* Collected data entries *

PR #1366, opened 2020-05-28
refactor: use package server/api to register supernode's API

lowzj:

use package server/api to register supernode's APIs


supernode/server/api/utils.go
```diff
@@ -52,26 +52,28 @@ func ParseJSONRequest(req io.Reader, target interface{}, validator ValidateFunc)
...
 }
 
-// EncodeResponse encodes response in json.
-// The response body is empty if the data is nil or empty value.
-func EncodeResponse(w http.ResponseWriter, code int, data interface{}) error {
+// SendResponse encodes response in json.
+//
+// TODO:
+//  Should the response body should be empty if the data is nil or empty
+//  string? Now it's incompatible with the client.
```
zhouhaibing089, line 59: I don't think we should. If the data is nil/empty, it basically means there is an error somehow, in that case, the `code` should reflect which error it is, and data should be used to describe what error it is.

supernode/server/api/utils.go
```diff
@@ -52,26 +52,28 @@ func ParseJSONRequest(req io.Reader, target interface{}, validator ValidateFunc)
...
+	return enc.Encode(data)
 }
 
 // HandleErrorResponse handles err from server side and constructs response
 // for client side.
 func HandleErrorResponse(w http.ResponseWriter, err error) {
 	switch e := err.(type) {
 	case *errortypes.HTTPError:
-		_ = EncodeResponse(w, e.Code, errResp(e.Code, e.Msg))
+		_ = SendResponse(w, e.Code, errResp(e.Code, e.Msg))
```
zhouhaibing089, line 73: This is odd, The error should not be ignored silently, right?

supernode/server/api/utils.go
lowzj: Ok, maybe we should provide a method to send header only.

supernode/server/api/utils.go
lowzj: done

supernode/server/router.go
```diff
@@ -50,91 +98,46 @@ func initRoute(s *Server) *mux.Router {
...
-			HandleErrorResponse(w, err)
-		}
-	}
+func handleMetrics(ctx context.Context, rw http.ResponseWriter, req *http.Request) error {
+	promhttp.Handler().ServeHTTP(rw, req)
+	return nil
 }
 
-// EncodeResponse encodes response in json.
+// SendResponse encodes response in json.
```
Starnop, line 140: s/ SendResponse/ EncodeResponse

supernode/server/api/api.go
```diff
@@ -47,6 +47,9 @@ func newCategory(name, prefix string) *category {
 	apiCategories[name] = &category{
 		name:   name,
 		prefix: prefix,
+		handlerSpecs: []*HandlerSpec{
+			listHandler(name),
```
Starnop, line 51: why should we add a default list handler here?

lowzj: I can help up to get all the available APIs provided by supernode.

Starnop:
LGTM.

* Work instructions *
What number of lines in the records hold "register"? Reply with that number alone.

* Reply to the exercise *
2